2016 Rust Belt Rising Star Pastry Chef Chad Townsend of Millie's Homemade Ice Cream

2016 Rust Belt Rising Star Pastry Chef Chad Townsend of Millie's Homemade Ice Cream
November 2016

Pennsylvania native and self-professed food science nerd, Chad Townsend got his start the way a lot of professional chefs do—as a teenager elbow deep in the humbling depths of a restaurant kitchen sink. From the dish pit to the Pitt and it’s restaurant scene, Townsend spent the next several years in some of Pittsburgh’s most influential kitchens, including Eleven and Salt of the Earth. Townsend also jumped the pond for a spell to work in the two star Michelin Yoann Conte restaurant on the shores of Lake Annecy, France.
 
Just when Townsend was ready to open up his own place, he and his wife (and now business partner) Lauren decided to finish up a date night with some supposedly artisan ice cream. The scoops fell way short of expectations and got his wheels turning. Looking for a way to keep himself busy before opening a restaurant, Townsend convinced his wife to invest in a professional ice cream machine—a piece of equipment that inspired endless creativity and the Townsends’ next business venture, Millie’s Homemade Ice Cream.
 
The couple set up a 1,200-square-foot, Department of Agriculture-certified production facility that supplies pints to local grocery stores and restaurants. Relying on his chef background, Townsend experiments with seasonal produce and exclusively uses Pennsylvania eggs and nonhomogenized milk to translate high-quality local ingredients into breathtaking scoops. In 2016, the Townsends opened their first brick and mortar on Highland Avenue and have plans to expand throughout the region.

 



Interview with Rust Belt Rising Star Pastry Chef Chad Townsend of Millie’s Homemade Ice

Caroline Hachett: How did you get started in the industry?
Chad Townsend:
I started washing dishes at a shitty bakery at a farm stand. Got fired from that. Worked at really bad, little restaurants. You have to learn as much as you can from a bad restaurant. I started traveling and staging at Auberge Carmel, Manresa, and Chez Panisse. That was before I was married and had some money in my pocket. I wrote letters to the French Michelin guide, started working at Yoanne Conte in France, and Came back, and started working at Salt of the Earth in Pittsburgh. I became the chef de cuisine there and made the ice cream.

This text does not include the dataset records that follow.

PR #295, opened 2022-01-25
various fixes to the VM found on the new conformance tests

Stebalien:
1. Check the exit code in the actors runtime, in addition to checking the syscall result.
2. Verify signatures in conformance tests.
3. Correctly marshal the signer address in the sdk (don't use CBOR).
4. Avoid panicking when passing non-utf8 log messages (drive-by fix).
5. Fix parameter order in some crypto syscalls.

Unfortunately, I'm not updating the conformance tests in this PR due to some outstanding issues.

### DIFF
--- a/actors/runtime/src/runtime/fvm.rs
+++ b/actors/runtime/src/runtime/fvm.rs
@@ -238,7 +238,13 @@ where
         if self.in_transaction {
             return Err(actor_error!(SysErrIllegalActor; "runtime.send() is not allowed"));
         }
-        Ok(fvm::send::send(&to, method, params, value)?.return_data)
+        // TODO: distinguish between "syscall" errors and actor exit codes.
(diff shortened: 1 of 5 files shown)


Stebalien:
To make it further, we need to either:

1. Include the proof verification results inside the test vectors.
2. Download the proof params in CI.

raulk (approved):

raulk:
> 1. Include the proof verification results inside the test vectors.

For these vectors, that isn't the problem because they run just fine in Lotus. But yes, we need that solution to test scenarios where proof validation fails. However, vectors that do that failed extraction and are not included here.

> 2. Download the proof params in CI.

Yep.

Stebalien:
Ah... the problem was gas. We charge that _inside_ the kernel.

PR #296, opened 2022-01-25
ci: allow custom package installation for cargo

galargh:
The new target in the makefile is not needed because testing `fvm_token_actor` package is covered by the check named `test`. To make it more explicit and faster, I extracted `fvm_token_actor` tests to another job.

I also made it possible to install additional packages per `cargo` target in the workflow. Then, I used it to install `ocl-icd-opencl-dev` in the new `test-fvm-token-actor` job.

@raulk heads up, looks like there is some flakiness in the tests. One of the CI runs failed as follows: https://github.com/filecoin-project/ref-fvm/runs/4935482784?check_suite_focus=true 

###### Testing
- [x] CI

### DIFF
--- a/.github/workflows/ci.yml
+++ b/.github/workflows/ci.yml
@@ -36,7 +36,10 @@ jobs:
             args: --package fvm --no-default-features
           - name: test
             command: test
-            args: --all --exclude fvm --exclude conformance_tests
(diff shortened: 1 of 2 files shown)


raulk (approved):
Thank you!

PR #489, opened 2022-04-13
chore: sector: Cleanup registered_proof

magik6k:
builtin-actors build with this, but I'm not 100% sure that this isn't a breaking change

CH: How long has Millie’s been open now?
CT:
We’ve been open for three months. The business has been going for two years, selling to grocery stores and other businesses. After I left Salt [of the Earth], it was time for me to do my own thing. I went out for ice cream and It was awful. I’d always been familiar with and made ice cream. I said, let’s do this for the summer, make some cash on the side. So, I started looking for a storefront and a production facility.

CH: What is dairy sourcing and certification like here?
CT:
Pennsylvania is a big dairy state. We use non-homogenized, partially Jersey cow milk. We’re constantly finding better milk and better eggs—Not the standard commodity junk stuff. Since Pennsylvania is a big dairy state, there was no cost for certification. There’s a quarterly inspection; they test equipment and do a cleanliness inspection. And we send samples every month to get tested by a third party lab.

CH: Tell me more about your ice cream technique
CT:
It’s an ongoing process. We mess with it a lot. We like a lot of dairy fat; we found that there’s a range when you can get too much [fat]. We like ice cream to taste intensely of the flavor. We’ve been able to acidulate the things we’re doing, or be more heavy handed with the salt. We’re always re-tooling the base recipes. Sometimes we use higher percentages of chocolate; 64 percent is standard. Seventy-two to 91 percent for dark chocolate ice creams, and we add sugar for volume. We’re always trying to figure out how to make it taste awesome.

CH: What's your five year plan?
CT:
Keep opening shops. We have none planned right now, but over the summer we’ll talk about it. We’d like to have four to six shops open in the next five years, in the western Pennsylvania region.